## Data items
<<<<

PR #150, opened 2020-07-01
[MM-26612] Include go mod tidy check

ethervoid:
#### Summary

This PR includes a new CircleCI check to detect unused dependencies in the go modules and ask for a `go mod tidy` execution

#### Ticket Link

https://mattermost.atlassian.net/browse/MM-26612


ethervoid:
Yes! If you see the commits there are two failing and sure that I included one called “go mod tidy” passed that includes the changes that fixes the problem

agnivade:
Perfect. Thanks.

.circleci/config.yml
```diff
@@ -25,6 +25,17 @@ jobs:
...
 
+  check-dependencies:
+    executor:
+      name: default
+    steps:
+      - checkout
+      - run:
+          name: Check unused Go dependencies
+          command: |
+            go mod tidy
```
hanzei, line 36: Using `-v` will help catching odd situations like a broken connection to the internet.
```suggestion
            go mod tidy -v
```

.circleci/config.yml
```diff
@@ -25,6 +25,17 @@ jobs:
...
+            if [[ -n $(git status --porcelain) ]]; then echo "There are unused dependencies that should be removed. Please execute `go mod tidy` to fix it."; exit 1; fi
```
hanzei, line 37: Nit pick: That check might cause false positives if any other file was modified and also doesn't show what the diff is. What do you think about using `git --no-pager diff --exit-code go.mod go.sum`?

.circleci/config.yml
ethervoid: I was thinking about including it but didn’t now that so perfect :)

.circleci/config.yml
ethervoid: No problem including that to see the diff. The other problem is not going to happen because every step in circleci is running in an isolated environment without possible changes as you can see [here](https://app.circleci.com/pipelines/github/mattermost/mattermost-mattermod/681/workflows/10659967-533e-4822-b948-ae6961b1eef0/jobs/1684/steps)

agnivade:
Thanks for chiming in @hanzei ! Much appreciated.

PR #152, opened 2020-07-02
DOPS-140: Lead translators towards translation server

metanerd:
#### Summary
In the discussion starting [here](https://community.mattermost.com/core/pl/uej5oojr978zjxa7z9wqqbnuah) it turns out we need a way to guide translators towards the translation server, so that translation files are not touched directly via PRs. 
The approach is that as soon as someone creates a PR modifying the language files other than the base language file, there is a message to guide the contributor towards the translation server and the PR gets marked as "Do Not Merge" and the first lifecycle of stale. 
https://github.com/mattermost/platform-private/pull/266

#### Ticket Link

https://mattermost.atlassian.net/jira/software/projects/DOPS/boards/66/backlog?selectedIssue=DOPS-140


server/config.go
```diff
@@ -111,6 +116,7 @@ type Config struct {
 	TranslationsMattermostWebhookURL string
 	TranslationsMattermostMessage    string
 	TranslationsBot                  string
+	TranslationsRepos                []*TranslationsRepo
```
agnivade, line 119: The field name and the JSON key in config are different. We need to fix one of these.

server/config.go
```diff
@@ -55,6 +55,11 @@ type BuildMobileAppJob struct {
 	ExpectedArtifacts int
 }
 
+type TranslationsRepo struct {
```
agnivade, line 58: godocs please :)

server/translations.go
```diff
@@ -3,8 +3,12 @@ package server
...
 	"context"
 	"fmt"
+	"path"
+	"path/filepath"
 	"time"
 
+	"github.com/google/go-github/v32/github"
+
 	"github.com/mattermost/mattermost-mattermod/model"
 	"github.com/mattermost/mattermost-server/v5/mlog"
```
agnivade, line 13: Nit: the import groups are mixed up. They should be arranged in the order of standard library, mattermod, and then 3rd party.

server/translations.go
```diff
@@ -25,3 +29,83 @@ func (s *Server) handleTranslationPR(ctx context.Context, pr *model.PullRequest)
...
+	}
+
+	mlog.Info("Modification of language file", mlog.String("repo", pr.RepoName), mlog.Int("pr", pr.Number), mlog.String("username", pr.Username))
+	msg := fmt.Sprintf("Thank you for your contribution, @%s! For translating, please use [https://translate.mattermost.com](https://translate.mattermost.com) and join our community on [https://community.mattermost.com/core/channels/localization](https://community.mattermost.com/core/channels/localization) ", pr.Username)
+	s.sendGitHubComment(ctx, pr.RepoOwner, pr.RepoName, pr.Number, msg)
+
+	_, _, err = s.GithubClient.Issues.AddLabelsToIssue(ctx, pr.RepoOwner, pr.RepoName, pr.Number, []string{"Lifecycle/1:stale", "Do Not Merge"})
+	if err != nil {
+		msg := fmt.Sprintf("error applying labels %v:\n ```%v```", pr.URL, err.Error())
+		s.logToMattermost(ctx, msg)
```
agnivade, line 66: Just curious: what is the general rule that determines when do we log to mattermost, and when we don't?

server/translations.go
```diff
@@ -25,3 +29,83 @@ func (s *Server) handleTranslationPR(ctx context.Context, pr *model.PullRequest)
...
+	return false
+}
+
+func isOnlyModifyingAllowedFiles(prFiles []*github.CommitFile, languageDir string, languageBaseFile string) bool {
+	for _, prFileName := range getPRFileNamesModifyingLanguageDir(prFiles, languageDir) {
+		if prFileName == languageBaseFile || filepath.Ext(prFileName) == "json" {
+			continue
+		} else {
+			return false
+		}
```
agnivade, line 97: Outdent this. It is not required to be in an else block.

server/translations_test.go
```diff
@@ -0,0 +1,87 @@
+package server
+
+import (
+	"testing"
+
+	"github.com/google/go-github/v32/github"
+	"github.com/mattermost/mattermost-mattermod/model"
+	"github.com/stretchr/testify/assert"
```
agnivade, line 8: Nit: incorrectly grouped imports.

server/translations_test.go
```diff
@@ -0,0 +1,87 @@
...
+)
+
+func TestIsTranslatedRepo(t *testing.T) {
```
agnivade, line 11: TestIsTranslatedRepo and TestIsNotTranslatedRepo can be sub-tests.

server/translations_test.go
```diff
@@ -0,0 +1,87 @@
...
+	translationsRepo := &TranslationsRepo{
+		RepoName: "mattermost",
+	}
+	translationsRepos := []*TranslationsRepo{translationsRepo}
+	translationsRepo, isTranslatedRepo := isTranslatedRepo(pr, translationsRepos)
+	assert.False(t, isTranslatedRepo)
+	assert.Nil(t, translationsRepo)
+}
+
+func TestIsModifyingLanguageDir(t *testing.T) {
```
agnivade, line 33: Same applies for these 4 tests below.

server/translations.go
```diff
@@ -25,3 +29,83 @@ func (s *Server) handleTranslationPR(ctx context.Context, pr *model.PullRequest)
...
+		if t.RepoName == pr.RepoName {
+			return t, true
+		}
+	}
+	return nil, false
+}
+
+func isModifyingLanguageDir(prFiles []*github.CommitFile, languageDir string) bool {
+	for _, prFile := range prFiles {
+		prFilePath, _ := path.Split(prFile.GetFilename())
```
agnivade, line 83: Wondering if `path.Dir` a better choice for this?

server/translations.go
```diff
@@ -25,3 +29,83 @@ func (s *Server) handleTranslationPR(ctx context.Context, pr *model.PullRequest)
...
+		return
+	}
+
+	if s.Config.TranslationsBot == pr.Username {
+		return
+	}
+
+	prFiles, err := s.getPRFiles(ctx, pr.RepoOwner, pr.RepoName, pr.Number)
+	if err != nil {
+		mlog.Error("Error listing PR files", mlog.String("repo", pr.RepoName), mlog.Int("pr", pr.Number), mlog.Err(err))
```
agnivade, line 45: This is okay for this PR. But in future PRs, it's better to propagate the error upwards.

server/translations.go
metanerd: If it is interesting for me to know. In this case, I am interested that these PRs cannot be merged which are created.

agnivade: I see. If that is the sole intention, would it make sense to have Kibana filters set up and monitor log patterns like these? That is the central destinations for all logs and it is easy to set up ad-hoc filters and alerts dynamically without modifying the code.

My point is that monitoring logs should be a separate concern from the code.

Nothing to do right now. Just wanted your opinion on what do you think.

>>>>

## EXERCISE GOAL
Nothing in the records may be left out; transcribe all of them exactly.

## ANSWER FOR THIS EXERCISE
PR #150, opened 2020-07-01
[MM-26612] Include go mod tidy check

ethervoid:
#### Summary

This PR includes a new CircleCI check to detect unused dependencies in the go modules and ask for a `go mod tidy` execution

#### Ticket Link

https://mattermost.atlassian.net/browse/MM-26612


ethervoid:
Yes! If you see the commits there are two failing and sure that I included one called “go mod tidy” passed that includes the changes that fixes the problem

agnivade:
Perfect. Thanks.

.circleci/config.yml
```diff
@@ -25,6 +25,17 @@ jobs:
...
 
+  check-dependencies:
+    executor:
+      name: default
+    steps:
+      - checkout
+      - run:
+          name: Check unused Go dependencies
+          command: |
+            go mod tidy
```
hanzei, line 36: Using `-v` will help catching odd situations like a broken connection to the internet.
```suggestion
            go mod tidy -v
```

.circleci/config.yml
```diff
@@ -25,6 +25,17 @@ jobs:
...
+            if [[ -n $(git status --porcelain) ]]; then echo "There are unused dependencies that should be removed. Please execute `go mod tidy` to fix it."; exit 1; fi
```
hanzei, line 37: Nit pick: That check might cause false positives if any other file was modified and also doesn't show what the diff is. What do you think about using `git --no-pager diff --exit-code go.mod go.sum`?

.circleci/config.yml
ethervoid: I was thinking about including it but didn’t now that so perfect :)

.circleci/config.yml
ethervoid: No problem including that to see the diff. The other problem is not going to happen because every step in circleci is running in an isolated environment without possible changes as you can see [here](https://app.circleci.com/pipelines/github/mattermost/mattermost-mattermod/681/workflows/10659967-533e-4822-b948-ae6961b1eef0/jobs/1684/steps)

agnivade:
Thanks for chiming in @hanzei ! Much appreciated.

PR #152, opened 2020-07-02
DOPS-140: Lead translators towards translation server

metanerd:
#### Summary
In the discussion starting [here](https://community.mattermost.com/core/pl/uej5oojr978zjxa7z9wqqbnuah) it turns out we need a way to guide translators towards the translation server, so that translation files are not touched directly via PRs. 
The approach is that as soon as someone creates a PR modifying the language files other than the base language file, there is a message to guide the contributor towards the translation server and the PR gets marked as "Do Not Merge" and the first lifecycle of stale. 
https://github.com/mattermost/platform-private/pull/266

#### Ticket Link

https://mattermost.atlassian.net/jira/software/projects/DOPS/boards/66/backlog?selectedIssue=DOPS-140


server/config.go
```diff
@@ -111,6 +116,7 @@ type Config struct {
 	TranslationsMattermostWebhookURL string
 	TranslationsMattermostMessage    string
 	TranslationsBot                  string
+	TranslationsRepos                []*TranslationsRepo
```
agnivade, line 119: The field name and the JSON key in config are different. We need to fix one of these.

server/config.go
```diff
@@ -55,6 +55,11 @@ type BuildMobileAppJob struct {
 	ExpectedArtifacts int
 }
 
+type TranslationsRepo struct {
```
agnivade, line 58: godocs please :)

server/translations.go
```diff
@@ -3,8 +3,12 @@ package server
...
 	"context"
 	"fmt"
+	"path"
+	"path/filepath"
 	"time"
 
+	"github.com/google/go-github/v32/github"
+
 	"github.com/mattermost/mattermost-mattermod/model"
 	"github.com/mattermost/mattermost-server/v5/mlog"
```
agnivade, line 13: Nit: the import groups are mixed up. They should be arranged in the order of standard library, mattermod, and then 3rd party.

server/translations.go
```diff
@@ -25,3 +29,83 @@ func (s *Server) handleTranslationPR(ctx context.Context, pr *model.PullRequest)
...
+	}
+
+	mlog.Info("Modification of language file", mlog.String("repo", pr.RepoName), mlog.Int("pr", pr.Number), mlog.String("username", pr.Username))
+	msg := fmt.Sprintf("Thank you for your contribution, @%s! For translating, please use [https://translate.mattermost.com](https://translate.mattermost.com) and join our community on [https://community.mattermost.com/core/channels/localization](https://community.mattermost.com/core/channels/localization) ", pr.Username)
+	s.sendGitHubComment(ctx, pr.RepoOwner, pr.RepoName, pr.Number, msg)
+
+	_, _, err = s.GithubClient.Issues.AddLabelsToIssue(ctx, pr.RepoOwner, pr.RepoName, pr.Number, []string{"Lifecycle/1:stale", "Do Not Merge"})
+	if err != nil {
+		msg := fmt.Sprintf("error applying labels %v:\n ```%v```", pr.URL, err.Error())
+		s.logToMattermost(ctx, msg)
```
agnivade, line 66: Just curious: what is the general rule that determines when do we log to mattermost, and when we don't?

server/translations.go
```diff
@@ -25,3 +29,83 @@ func (s *Server) handleTranslationPR(ctx context.Context, pr *model.PullRequest)
...
+	return false
+}
+
+func isOnlyModifyingAllowedFiles(prFiles []*github.CommitFile, languageDir string, languageBaseFile string) bool {
+	for _, prFileName := range getPRFileNamesModifyingLanguageDir(prFiles, languageDir) {
+		if prFileName == languageBaseFile || filepath.Ext(prFileName) == "json" {
+			continue
+		} else {
+			return false
+		}
```
agnivade, line 97: Outdent this. It is not required to be in an else block.

server/translations_test.go
```diff
@@ -0,0 +1,87 @@
+package server
+
+import (
+	"testing"
+
+	"github.com/google/go-github/v32/github"
+	"github.com/mattermost/mattermost-mattermod/model"
+	"github.com/stretchr/testify/assert"
```
agnivade, line 8: Nit: incorrectly grouped imports.

server/translations_test.go
```diff
@@ -0,0 +1,87 @@
...
+)
+
+func TestIsTranslatedRepo(t *testing.T) {
```
agnivade, line 11: TestIsTranslatedRepo and TestIsNotTranslatedRepo can be sub-tests.

server/translations_test.go
```diff
@@ -0,0 +1,87 @@
...
+	translationsRepo := &TranslationsRepo{
+		RepoName: "mattermost",
+	}
+	translationsRepos := []*TranslationsRepo{translationsRepo}
+	translationsRepo, isTranslatedRepo := isTranslatedRepo(pr, translationsRepos)
+	assert.False(t, isTranslatedRepo)
+	assert.Nil(t, translationsRepo)
+}
+
+func TestIsModifyingLanguageDir(t *testing.T) {
```
agnivade, line 33: Same applies for these 4 tests below.

server/translations.go
```diff
@@ -25,3 +29,83 @@ func (s *Server) handleTranslationPR(ctx context.Context, pr *model.PullRequest)
...
+		if t.RepoName == pr.RepoName {
+			return t, true
+		}
+	}
+	return nil, false
+}
+
+func isModifyingLanguageDir(prFiles []*github.CommitFile, languageDir string) bool {
+	for _, prFile := range prFiles {
+		prFilePath, _ := path.Split(prFile.GetFilename())
```
agnivade, line 83: Wondering if `path.Dir` a better choice for this?

server/translations.go
```diff
@@ -25,3 +29,83 @@ func (s *Server) handleTranslationPR(ctx context.Context, pr *model.PullRequest)
...
+		return
+	}
+
+	if s.Config.TranslationsBot == pr.Username {
+		return
+	}
+
+	prFiles, err := s.getPRFiles(ctx, pr.RepoOwner, pr.RepoName, pr.Number)
+	if err != nil {
+		mlog.Error("Error listing PR files", mlog.String("repo", pr.RepoName), mlog.Int("pr", pr.Number), mlog.Err(err))
```
agnivade, line 45: This is okay for this PR. But in future PRs, it's better to propagate the error upwards.

server/translations.go
metanerd: If it is interesting for me to know. In this case, I am interested that these PRs cannot be merged which are created.

agnivade: I see. If that is the sole intention, would it make sense to have Kibana filters set up and monitor log patterns like these? That is the central destinations for all logs and it is easy to set up ad-hoc filters and alerts dynamically without modifying the code.

My point is that monitoring logs should be a separate concern from the code.

Nothing to do right now. Just wanted your opinion on what do you think.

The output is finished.